▸ Assignment
Lines with "tests" in the records below: say how many there are, and add nothing.

▸ Source records
· · · ·
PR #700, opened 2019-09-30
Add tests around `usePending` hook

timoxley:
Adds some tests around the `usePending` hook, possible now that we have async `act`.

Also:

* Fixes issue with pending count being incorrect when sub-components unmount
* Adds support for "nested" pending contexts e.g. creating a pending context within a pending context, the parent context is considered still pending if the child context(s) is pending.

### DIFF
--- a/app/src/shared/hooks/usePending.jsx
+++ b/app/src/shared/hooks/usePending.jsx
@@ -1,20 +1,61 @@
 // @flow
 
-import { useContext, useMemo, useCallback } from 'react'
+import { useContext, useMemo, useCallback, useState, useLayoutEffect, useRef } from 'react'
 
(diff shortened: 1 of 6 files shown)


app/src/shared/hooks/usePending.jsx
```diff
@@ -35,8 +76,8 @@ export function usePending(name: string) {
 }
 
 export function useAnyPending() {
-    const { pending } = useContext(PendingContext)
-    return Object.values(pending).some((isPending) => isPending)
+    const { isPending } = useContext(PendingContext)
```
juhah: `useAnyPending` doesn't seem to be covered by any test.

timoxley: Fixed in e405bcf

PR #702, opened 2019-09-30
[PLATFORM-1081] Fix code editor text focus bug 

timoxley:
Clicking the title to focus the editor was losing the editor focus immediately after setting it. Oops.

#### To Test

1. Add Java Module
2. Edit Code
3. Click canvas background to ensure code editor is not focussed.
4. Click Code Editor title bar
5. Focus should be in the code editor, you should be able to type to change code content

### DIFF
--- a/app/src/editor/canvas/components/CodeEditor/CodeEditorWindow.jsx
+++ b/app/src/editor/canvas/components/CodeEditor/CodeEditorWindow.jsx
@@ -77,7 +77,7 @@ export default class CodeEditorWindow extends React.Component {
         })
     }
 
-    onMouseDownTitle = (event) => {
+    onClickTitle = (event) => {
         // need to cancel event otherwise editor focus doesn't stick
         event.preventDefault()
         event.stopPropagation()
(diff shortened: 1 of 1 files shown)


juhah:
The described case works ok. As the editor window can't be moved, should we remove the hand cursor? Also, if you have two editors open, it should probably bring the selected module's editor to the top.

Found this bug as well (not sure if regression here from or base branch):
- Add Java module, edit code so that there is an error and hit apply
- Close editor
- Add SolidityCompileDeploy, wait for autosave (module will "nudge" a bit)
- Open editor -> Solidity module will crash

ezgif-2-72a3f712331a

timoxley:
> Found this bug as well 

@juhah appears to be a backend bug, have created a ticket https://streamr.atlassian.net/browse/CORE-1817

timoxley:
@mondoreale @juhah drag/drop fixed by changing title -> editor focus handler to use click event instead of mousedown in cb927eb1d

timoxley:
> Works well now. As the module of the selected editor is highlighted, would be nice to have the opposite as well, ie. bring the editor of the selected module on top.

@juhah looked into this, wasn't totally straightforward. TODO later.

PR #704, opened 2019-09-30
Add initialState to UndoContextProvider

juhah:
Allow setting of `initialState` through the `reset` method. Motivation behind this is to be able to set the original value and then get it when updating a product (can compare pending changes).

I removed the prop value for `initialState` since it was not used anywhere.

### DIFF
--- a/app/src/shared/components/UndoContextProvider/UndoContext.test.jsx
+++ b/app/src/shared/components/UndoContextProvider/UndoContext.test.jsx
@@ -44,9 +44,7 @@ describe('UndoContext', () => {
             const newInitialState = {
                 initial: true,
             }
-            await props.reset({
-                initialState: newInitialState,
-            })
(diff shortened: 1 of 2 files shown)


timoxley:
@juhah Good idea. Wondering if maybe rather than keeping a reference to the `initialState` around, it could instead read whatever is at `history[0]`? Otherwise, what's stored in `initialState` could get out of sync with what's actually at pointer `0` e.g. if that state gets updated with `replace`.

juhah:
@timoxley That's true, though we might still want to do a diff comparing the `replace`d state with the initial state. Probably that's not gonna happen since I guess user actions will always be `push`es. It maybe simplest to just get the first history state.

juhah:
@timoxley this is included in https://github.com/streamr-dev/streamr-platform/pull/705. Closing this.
· · · ·
▸ Answer to this problem
2